Galina Nowakowa sięgnęła po kopertę tak gwałtownie, iż wszyscy drgnęli, a łyżki zadzwoniły o talerze. Jej paznokcie, pomalowane na błyszczący czerwony kolor, niemal wbiły się w papier. Ale notariusz stanowczo położył dłoń na jej dłoni.
Przykro mi, proszę pani powiedział chłodno. To nie jest pani własność.
W salonie zapadła cisza. Słychać było tylko tykanie zegara i gwar dzieci na zewnątrz. Oleg zgarbił się na krześle, jakby chciał stać się niewidzialny; jego nowa żona patrzyła z napiętą ciekawością, ale nie rozumiała wagi sytuacji.
Ja stałam nieruchomo. Dziesięć lat temu drżałabym, błagałabym, by mnie nie upokarzać. Teraz wiedziałam: już nade mną nie mają władzy.
Notariusz rozerwał kopertę i wyjął kilka kartek. Na pierwszej widniał podpis mojego teścia, Władysława Kowalskiego. Głos notariusza brzmiał ostro:
Testament sporządzono trzy miesiące przed jego śmiercią. Jedyną spadkobierczynią jest Marzena Włodzimierzówna.
Rodzina zawrzała. Ciotki wymieniły spojrzenia, wujkowie zakrztusili się, a jedno dziecko parsknęło śmiechem, nie rozumiejąc.
To niemożliwe! wybuchnęła Galina Nowakowa. Kłamstwo! On nigdy by tego nie zrobił!
Wszystko jest jasno opisane ciągnął notariusz. Cały mój majątek, w tym dom i działkę, zapisuję byłej żonie mojego syna, którą nie z własnej woli opuściła rodzina, ale którą wygnano. Dołączył choćby uzasadnienie.

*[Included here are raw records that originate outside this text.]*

PR #185, opened 2016-06-26
Add clientID to the IAuthenticator interface

bemisguided:
I have need for the clientID to be passed into my IAuthenticator implementation. The nodejs MQTT (mosca) supports this in their interface.

This is the "simple" fix which basically breaks compatibility for all IAuthenticator implementations. I updated all those included in this code base, however, of course external users will break upon upgrade.

I am happy to come at this again if you want a more backward compatible solution (I just figured maybe you're okay breaking compatibility at this point given it's still a minor release number... and it's not too hard for someone to update their code to become compatible again).

Let me know.

### DIFF
--- a/broker/src/main/java/io/moquette/spi/impl/ProtocolProcessor.java
+++ b/broker/src/main/java/io/moquette/spi/impl/ProtocolProcessor.java
@@ -58,7 +58,7 @@ import org.slf4j.LoggerFactory;
 
 /**
  * Class responsible to handle the logic of MQTT protocol it's the director of
- * the protocol execution. 
+ * the protocol execution.
  *
  * Used by the front facing class SimpleMessaging.
  *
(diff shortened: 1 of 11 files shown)


andsel:
Hi @bemisguided in which practical cases you authenticate using the triple (clientId, username, password) instead of usual credentials?

bemisguided:
In our IoT scheme the user credentials and the device are not the same entity and therefore the client ID needs to be factored into our authentication scheme.

windbender:
I think this is a fair concept.  +1  from my perspective.

Also nice job on collecting some of the inline constants into a single place for the tests! way to be a "leave it better than you found it" coder.

bemisguided:
Thanks for merging my PR (and the coding complement)! I'm happy to contribute (and do as best a job I could). 

If you could let me know when this is formally released I would appreciate. Also, if I come across anything else I need you may see other PRs (nothing so far but you never know).

PR #186, opened 2016-06-28
feature/cluster : add default clustering feature

mackristof:


diegovisentin:
Why is payload converted into a string in HazelcastMsg ?
And if this is necessary, maybe it's better to specify the charset
`this.payload = new String(payload, "UTF-8");`
as counterpart of
`publishMessage.setPayload(ByteBuffer.wrap(msg.getMessageObject().getPayload().getBytes("UTF-8")));`

mackristof:
well done @diegovisentin, thanks . payload can be byte array without problems

diegovisentin:
Is there any problem to merge this feature into the main branch?
(I hope that it's only a question of time)

andsel:
No, I'm studying a little bit more Hazelcast to become confident with the
PR. One I've finished, I'll review and merge.

 Andrea

andsel:
I gave a look  at PR and as a first step it's good. It's just a forwarder of the publishes, at the moment miss all the part of replication of sessions, replication of the message store and the join/disjoin of the members to the cluster; but these are stuff that has to be worked out with time.
 Before merge I ask if someone could the fix the test io.moquette.server.ServerIntegrationHazelcastHandlerInterceptorTest, it fail as reported by the TravisCI.
 Thanks 
   Andrea

kevto:
@mackristof regarding the failing test. I debugged your unit test and I found out as when the cluster replicates the messages over all the instances, it also replicates the message, multiplied by the amount of Moquette server instances connected to the cluster, into the BlockingQueue of the MessageCollector object.

In the screen below I added two more objects that will just poll the queue. In the variable dialog you will see the content of these new objects and each message replicated twice in the queue.

screenshot from 2016-07-17 02 09 24

To be sure of what I'm saying, I added another instance to the cluster and as expected, the message is multiplied in the queue by the amount of instances connected to the cluster.

screenshot from 2016-07-17 02 12 07

A fix would be to poll the published message twice (or the amount of instances you've connected to the cluster) and then the test would pass.

I hope this will help you out!

andsel:
I'm looking at this, seems like there is some interference on storage, probably the 2 broker instances share the same data storage files. I see from logs that <Publisher> connect on port 1883, but when publish on logs appears `ProtocolProcessor processPublish 358  - PUBLISH on server 1884 from clientID <Publisher>`, the publisher connect on node 1, but publish on the port of node 2, that ugly, probably some unwanted shared state.

PR #188, opened 2016-07-17
One param less in ClientSession subscribe method

kevto:
**subscribe** method of **ClientSession** class has a param named _topicFilter_. _topicFilter_ has no other use than for logging. Because when I was trying to work on #186 and tried to figure out why the test was failing, I looked into the subscribe method of the client in the broker to see if it was really overriding and all. Then I stumbled upon the unit test and tried to break the test by changing the value of _topicFilter_. Clearly it was giving me no different result. 

So that's why I basically removed it as I thought it'd be better and less confusing (not to mention it serves no real purpose in my opinion because you can get the _topicFilter_ from the Subscription object).

Also moved the unit test as was asked for in the TODO comment.

### DIFF
--- a/broker/src/main/java/io/moquette/spi/ClientSession.java
+++ b/broker/src/main/java/io/moquette/spi/ClientSession.java
@@ -94,9 +94,9 @@ public class ClientSession {
         return "ClientSession{clientID='" + clientID + '\'' +"}";
     }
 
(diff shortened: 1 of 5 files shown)


andsel:
It's a thing I was thinking to fix sometimes ago, well done

Issue #190, opened 2016-08-05
Null or Empty ClientID for Connect


peacecoder:
According to the specification of MQTT 3.1.1 (shown in the picture), I think if the implementation in moquette is not correct. Why it doesn't close the channel? Meanwhile, if the broker doesn't allow anonymous, why it close the channel when it doesn't close the channel?

![image](https://cloud.githubusercontent.com/assets/10008870/17434744/e17ef500-5b3e-11e6-9515-7e9afff121a7.png)

https://github.com/andsel/moquette/blob/master/broker/src/main/java/io/moquette/spi/impl/ProtocolProcessor.java#L164-L170

![image](https://cloud.githubusercontent.com/assets/10008870/17434831/46f51e82-5b3f-11e6-968d-06e255c96cc7.png)

kevto:
Done the work for you @peacecoder . I think this meets the expectation of MQTT's specification. Please take a look at the references above my comment, to see if there's room for any improvement.

peacecoder:
Thanks @kevto, I think you change meet the specification. And Another question is that if mqtt broker doesn't allow anonymous user, it should close the connection. Therefore why it doesn't close the channel? I am very confuse about it.

https://github.com/andsel/moquette/blob/master/broker/src/main/java/io/moquette/spi/impl/ProtocolProcessor.java#L172-L190

![image](https://cloud.githubusercontent.com/assets/10008870/17460805/77b02fe4-5ca7-11e6-9e0a-919a294eef47.png)

andsel:
Fixed by @kevto with PR #191

peacecoder:
@andsel @kevto does anyone answer my second question before close this issue?

kevto:
@peacecoder oh. Well, you were right on closing the channel and without notifying you, I made those changes so when anonymous clients try to connect to immediately close the channel. Those changes are merged by now in the master branch. Take a look at #192

peacecoder:
@kevto awesome, thanks for fix it.

PR #191, opened 2016-08-06
Allow zero byte client identifiers in the connect message.

kevto:
Work done based on issue #190 

All connect tests pass:
screenshot from 2016-08-06 11 23 35


kevto:
I can't see why Travis CI build failed for any reason. Only switched the names of two unit tests.

PR #195, opened 2016-08-11
dropMessagesInSession for clientId

myqhit:
clear the m_persistentMessageStore should use message guid to clear the map,not use clientId to clear the map,because we put message in the map use guid for the key


andsel:
Your assumption is incorrect, if the broker has a retained message, if the publishing client disconnects, the message has to still be persistent for future. Please next time, if you find something that doesn't work,  open an issue and discuss on it before wasting time.

PR #201, opened 2016-08-18
Bugfix - properly shutdown ProtocolProcessorBootstrapper

mjacoby:
Based on https://github.com/andsel/moquette/pull/109 if added a bugfix to properly shutdown the server and also a modified version of the integration test provided by @kazvictor.


andsel:
Hi  @mjacoby this test it's a little bit convoluted and hard to understand, just to to check that all threads terminate.
For example, in my opinion the scheduling at a fixed rate a thread to check the count of thread and then move forward the latch, it's a little bit non sense; in this case the thread that's running the test could do spin check of the condition (#number of current thread == #of threads at setup time).
Then another thing that doesn't sound good is the if, control structures has to be avoided in tests, else you are verifying  two things, and in this case is used just to debug the test.
 Sorry but this PR can't be accepted from my side.
  Regards
   Andrea

PR #202, opened 2016-08-18
Bugfix for ServerRestartIntegrationTest - Persistence file could not be deleted under Windows

mjacoby:
ServerRestartIntegrationTest failed because the the server was started before trying to delete the persistence files which works on Linux but fails on Windows because the files can't be deleted as they are opened by the server. 
This actually prevented building the broker on Windows because the test failed.


andsel:
Thanks for the PR

PR #205, opened 2016-09-10
Changing some private classes/methods to public

teranisi:
To embed moquette's MQTT protocol processor in an external program, some classes and methods are needed to be public. I hope this would be merged in the future release.

### DIFF
--- a/broker/src/main/java/io/moquette/server/DefaultMoquetteSslContextCreator.java
+++ b/broker/src/main/java/io/moquette/server/DefaultMoquetteSslContextCreator.java
@@ -37,7 +37,7 @@ import java.security.cert.CertificateException;
  *
  * Created by andrea on 13/12/15.
  */
-class DefaultMoquetteSslContextCreator implements ISslContextCreator {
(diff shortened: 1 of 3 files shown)


andsel:
To embed moquette I don't think this is the best way to open the ProtocolProcessor, this is a design flaws. Moquette has other extsion points (see the https://github.com/andsel/moquette/blob/master/embedding_moquette/src/main/java/io/moquette/testembedded/EmbeddedLauncher.java). I close this issue as not applicable.

teranisi:
OK, I understood that was a design flaw.
The requirements of my application were as follows:
1) want to access MessagesStore and SessionsStore to see which client sessions/messages were stored.
2) don't want to load HazelCast library.
I want the 'Server' class to have some interfaces to do above if ProtocolProcessor is not an open class.

andsel:
MessagesStore and SessionsStore is intended for Broker private access, it's correct that other application parts read/update the data managed by the broker. Probably you need an API to ask the broker some stuff. But the way to store messages and session is private broker responsibility. If you need such a thing, please open a feature request describing very well what's the API (SPI) you need.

Oleg jęknął. Jego nowa żona odsunęła się od niego z obrzydzeniem, jakby był obcy.
Wzięłam głęboki oddech. Wiedziałam o tym testamencie wcześniej, ale usłyszeć to publicznie było zupełnie inne uczucie.

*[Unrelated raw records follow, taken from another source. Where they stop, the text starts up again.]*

PR #83, opened 2025-09-19
patch: migrate from action-based password management to config-option-based passwords

patriciareinoso:
## 🏷 Type of changes

- [ ] Documentation Update
- [ ] Tooling and CI changes

## 📝 Description

In `Mongo6` we used to have password management trough actions: `get-password` and `set_password`.

This PR replaces the the action approach with a secret config-option approach. 

How it works:
- `get-password` and `set-password` are removed
- The new config option is called `system-users`
- Only the leader unit of a config-server or a replica set can manage passwords.
- If the config option is set in a shard, a blocked status is added.
- Password update is triggered on `config-changed` or `secret-update` event.
- The user, may set a password for one or multiple users in the secret.
- The password update is deferred if there is an upgrade, a backup in progress or if the secret has not been granted to the application.
- Statuses related to the password management are set at application level.
- The `PasswordManagementContext` defines the a `PasswordManagementState` and extracts the content of the `system-users` secret. This is useful to ensure that the same checks are performed independently of the situation and we can trust that the system_users field in the PasswordManagementContext is always valid if it exists.

## 📑 Motivation and Context

Align Data products for internal users password management.

Locally and existing integration tests. UTs where added.

## ✅ Checklist


tests/charms/mongodb_k8s_test_charm/config.yaml
```diff
@@ -26,3 +26,11 @@ options:
       `{PROVIDED_USER}` should be used only if no value in the `ldap-user-to-do-mapping` config option is provided.
       If this configuration is not provided, a default string will be computed based on the base_dn returned by the GLAuth k8s charm.
       example: “dc=example,dc=com??sub?(&(objectClass=groupOfNames)(member={USER}))"
+  system-users:
```
patriciareinoso, line 29: add that this option is only compatible with replication and config server role

single_kernel_mongo/config/statuses.py
```diff
@@ -93,6 +100,18 @@ class CharmStatuses(Enum):
...
+    INVALID_SYSTEM_USERS = StatusObject(
+        status="blocked",
+        message="Invalid secret in system-users config.",
+        action="Check logs and verify the content and permissions of the secret in the system-users config.",
+        check="Configuration update failure.",
+        running="async",
+    )
+    PASSWORD_UPDATE_FAILED = StatusObject(
+        status="maintenance",
+        message="Failed to update user passwords.",
```
Gu1nness:
```suggestion
        message="Failed to update user passwords.",
        action="Check logs."
```

single_kernel_mongo/events/lifecycle.py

Więc to było syknęła teściowa. Zawsze cię żałował! A teraz chcesz nam zabrać dom?
Wstałam. Mój głos był spokojny, ale twardy jak stal:
Nie zabieram wam niczego. To wy zabraliście mi dziesięć lat, gdy mnie wyrzuciliście. Ale wasz mąż widział wszystko. I podjął inną decyzję.
Jak śmiesz! wrzasnęła. Ty jesteś nikim!
Teraz to ja jestem właścicielką tego domu odparłam stanowczo.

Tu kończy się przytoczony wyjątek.